Introduction:

Establishing sustainable food sources on Mars is paramount for long-term colonization efforts. Inspired by the growth morphology of alfalfa and utilizing L-systems, we’ve devised a novel approach to organize and develop Martian colonies around a Mohole. This innovative design not only addresses agricultural needs but also lays the foundation for a cultural identity rooted in the language of growth and sustainability.

Developing the Colony:

By defining the logic of L-systems, we laid the groundwork for our colony’s development. Increasing the generations allowed us to create a robust framework for organizing our settlement. Using bounded regions as programmable spaces within the resultant cluster, we automated planning and zoning processes. Residential units were allocated specific areas, while courtyards were designated for optimal light penetration, enhancing efficiency and sustainability.

After defining the L-system logic we increased the generations to start to make the basis of our colony development on site.

From that we start to derive the bounded regions as our programmable space within the resultant cluster and from the regions we start to define an area range for the different programs, for example 33m2 to 50m2-Residential Units, and a different area zoned for the courtyards for light penetration. Thereby automating the plan and zoning.

Then, we established different roles to correspond with the various phases of the project, assigning responsibilities based on each team member’s area of expertise or the specific part of the project they were in charge of.

For our speckle architecture, the workflow starts with the urban plan which dictates the entire project so that’s frozen in the first stage, then we divide the urban plan in 3 sections, the shell, the networks and the units, the unit geometry dictates the topography more than the other parts so the same group member works on the topography conditioning. The first buffer stage happens with the units and the networks for clash detection against the topography while the shell development progresses a bit more. The second buffer stage incorporates the shell, where we check against wider geometry clashes. From this model we develop the design mainly for the shell, with 3d printing analysis using grasshopper and Revit, and structural analysis using grasshopper and Karamaba. After design development of the parts we send this full model to Revit using rhino inside. From this Revit model we start the documentation of the project and schedules and proceed to the rendering stage.

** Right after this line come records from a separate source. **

PR #595, opened 2026-01-22
Add support for MSI GE76 Raider 11UE (17K3EMS1.113)

Diamon0:
It worked on a previous version, but after a certain update, it stopped working, so I took it upon myself to make it work again. It's working same as before it broke on my laptop, and I can't see anything going wrong after a full day of use, kernel updates, and some shut-downs and reboots.


glpnk:
Seems you have downgrade, I don't know how this possible. But I'm adding it

PR #598, opened 2026-01-25
Update which dkms command to include sudo

tsubery:
On debian 13 the binary isn't available for unprivileged users.


glpnk:
Does `dkms status` available in Debian without sudo/root?

tsubery:
Now both `dkms status` and `which dkms` work without sudo on my debian 13 installation. Maybe I accidentally used the wrong terminal the last time.

glpnk:
Okay, maybe you've updated PATH for you user and added one from `root`

PR #613, opened 2026-02-16
Adding new version for Vector A18 HX A9WHG

vbresan:


glpnk:
This does not work this way, you've added BIOS version instead of EC

vbresan:
@glpnk So where can I find EC?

In terms of speckle architecture, the stream was divided into 5 main branches, the urban cluster and program branch containing curves, topography and Mohole branch containing meshes, the inflatable units containing meshes, the networks containing meshes and the canopy mesh. We federate this into one model to push to the wider program stream.

Then, we developed a  graph to show the commits, and commit times to speckle and the main branches used during the semester. 

Finally, we developed of a SPECKLE-BOT  which takes a Revit model, serialize it and committed to a Fly server that hosts a Rhino Compute connection that Enables a Grasshopper definition that allows us to place a complete unit model based on the original Revit geometry. Automating population of the colony.